Ecoute mon appel ! Car face à la mort, j’attends et j’espère, plus
qu’un veilleur ne guette l’aurore.
Restons concentré au cœur de cet
Evangile que l’on a peut-être trop entendu : nous connaissons bien la
fin avec Lazare qui sort du tombeau, heureux dénouement digne d’un
film. Mais nous ne sommes pas en train d’assister à la cérémonie des
Césars pour remettre le prix du meilleur scénario ou du meilleur
premier rôle. Nous sommes les auditeurs et les destinataires de la
Parole que Dieu nous adresse, par l’intermédiaire d’un témoin oculaire,
l’apôtre Jean. Et comme souvent, dans les récits johanniques, la
situation présentée cherche à nous faire découvrir par nous-même
quelque chose de plus profond dans l’ordre de la foi, pour que notre
intimité avec Dieu progresse.
Dans l’Evangile de Jean, le
retour à la vie de Lazare est le 7ème et dernier signe accompli par
Jésus, avant sa propre mort et sa résurrection des morts. Le premier
signe fut lors des noces de Cana. Bien que son heure n’était pas encore
venue, il changea l’eau en vin. A Béthanie, il change la mort en vie,
en ramenant à la vie, au sein de sa famille et de ses amis, un mort de
quatre jours, enfermé dans son tombeau, ligoté dans son linceul et dans
ses bandelettes. Chez Jean, les signes sont toujours présentés pour
croire. Et croire, c’est avoir la Vie. Pas seulement la vie éternelle,
mais la Vie qui nous fonde en tant qu’homme ou femme, ici et
maintenant, une Vie sacrée et qui a du sens, à laquelle Dieu accorde un
prix inestimable.
Il nous alors faut ouvrir
l’oreille intérieure pour entendre cette parole, car les bruits du
monde, avec ses événements sensationnels et ses bateleurs de foire,
recouvre le silence où parle cette Parole que nous n’entendons parfois
plus. Ce signe de Jésus se présente en quatre tableaux successifs, et
pour chacun d’eux, Jésus parle. Avec ses disciples, avec Marthe et
Marie, à son Père et enfin à Lazare.
Premier tableau, avec les
disciples. L’attitude de Jésus, pendant trois jours, nous étonne, nous
rend mal à l’aise. Les disciples aussi sont mal à l’aise : ils ont du
mal à comprendre ce qui pousse Jésus à attendre pendant que Lazare est
malade, puis ce qui décide Jésus à se rendre à Béthanie au moment où il
leur annonce que Lazare est mort, et malgré les risques qu’il encourt
pour sa propre vie. Donc… Jésus attend avant de venir à la tombe de
Béthanie. En cela, Jésus ne nous fait pas la promesse que nous
échapperons à la mort. Notre vie biologique s’arrêtera un jour. Jésus
n’a pas empêché la mort de Lazare, ni sa propre mort sur la croix.
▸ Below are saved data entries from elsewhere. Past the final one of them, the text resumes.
PR #202, opened 2022-01-26
PR: Use QRawFont and draw PainterPath of Glyph for animation to prevent tremulous spinning icons

### LINKED ISSUE #39: Tremulous spinning icons
I noticed that all spinning icons do shake a little while rotating.
Is there a way to make it smooth as on the original web page?

kumattau:
Maybe #39 can be fixed using QRawFont and draw PainterPath of Glyph.

Compared to QFont, QRawFont is available without registering to font database,
So this approach has

Pros:
* no tremulous spinning
* no family name collision (font patch is not required)

Cons:
* cannot support color-font (PainterPath of Glyph does not have color)
* cannot support font() API (this requires QFont registered to font database)
* I tests it on ubuntu only. I cannot check this approach works on other platform or not

If qtawesome switches QFont to QRawFont, font patch in the update_font script ( #194 ) may not be needed.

L’essentiel à retenir, dans ce premier tableau, c’est que, dès qu’il y
a mort, le Christ se met en marche, avec ses disciples, donc avec nous,
pour que le néant de la mort puisse devenir Vie.
Le deuxième tableau, le dialogue
avec Marthe, est d’une toute autre intensité. Avec elle, nous
commençons par reprocher à Dieu : « Seigneur, si tu avais été là ! ».
Oui, mais contrairement aux disciples, Marthe, malgré la peine et la
souffrance, prononce une Parole d’espérance, conforme à la prophétie
d’Ezékiel : la foi en la résurrection au dernier jour. Alors, à partir
de cette confession de foi, Jésus invite Marthe à accomplir un pas
supplémentaire décisif, à entrer dans le mystère par excellence. Jésus
l’appelle à aller encore plus loin : oui, Seigneur, je crois que toi,
tu es la résurrection et la vie. C’est notre profession de foi
chrétienne. Et Jésus ajoute : « Tout homme qui vit et qui croit en moi
ne mourra pas ». Croire et vivre : deux verbes que Jésus rend non
séparables, car la foi est au service de la vie, de la vraie vie, celle
qui nous fonde dans l’amour, celle que l’on a reçue et que l’on ne
s’est pas donnée. « Crois-tu cela ? » nous dit Jésus. Librement, nous
pouvons répondre : « oui, Seigneur ». Même si, peut-être, cet acte de
foi colossal ne va pas toujours de soi dans notre vie, en fonction des
événements que nous affrontons. Mais le Seigneur nous attend toujours
pour venir à sa rencontre, comme il fait appeler Marie après son
dialogue avec Marthe.
Le troisième tableau est celui de
l’intimité. Jésus pleure. Jésus frémit. Jésus éprouve et partage la
peine et la souffrance. Jésus ne dit plus rien. Comme parfois, devant
un lit d’hôpital, ou dans une morgue, le silence est la seule réponse
possible au réel. L’humanité de Dieu, si on pouvait en douter,
s’exprime dans ce troisième tableau dans sa totalité. La prière, le
dialogue avec le Père est le seul dialogue alors possible, car le Père
exauce la prière du Fils. Jésus demande alors d’enlever la pierre.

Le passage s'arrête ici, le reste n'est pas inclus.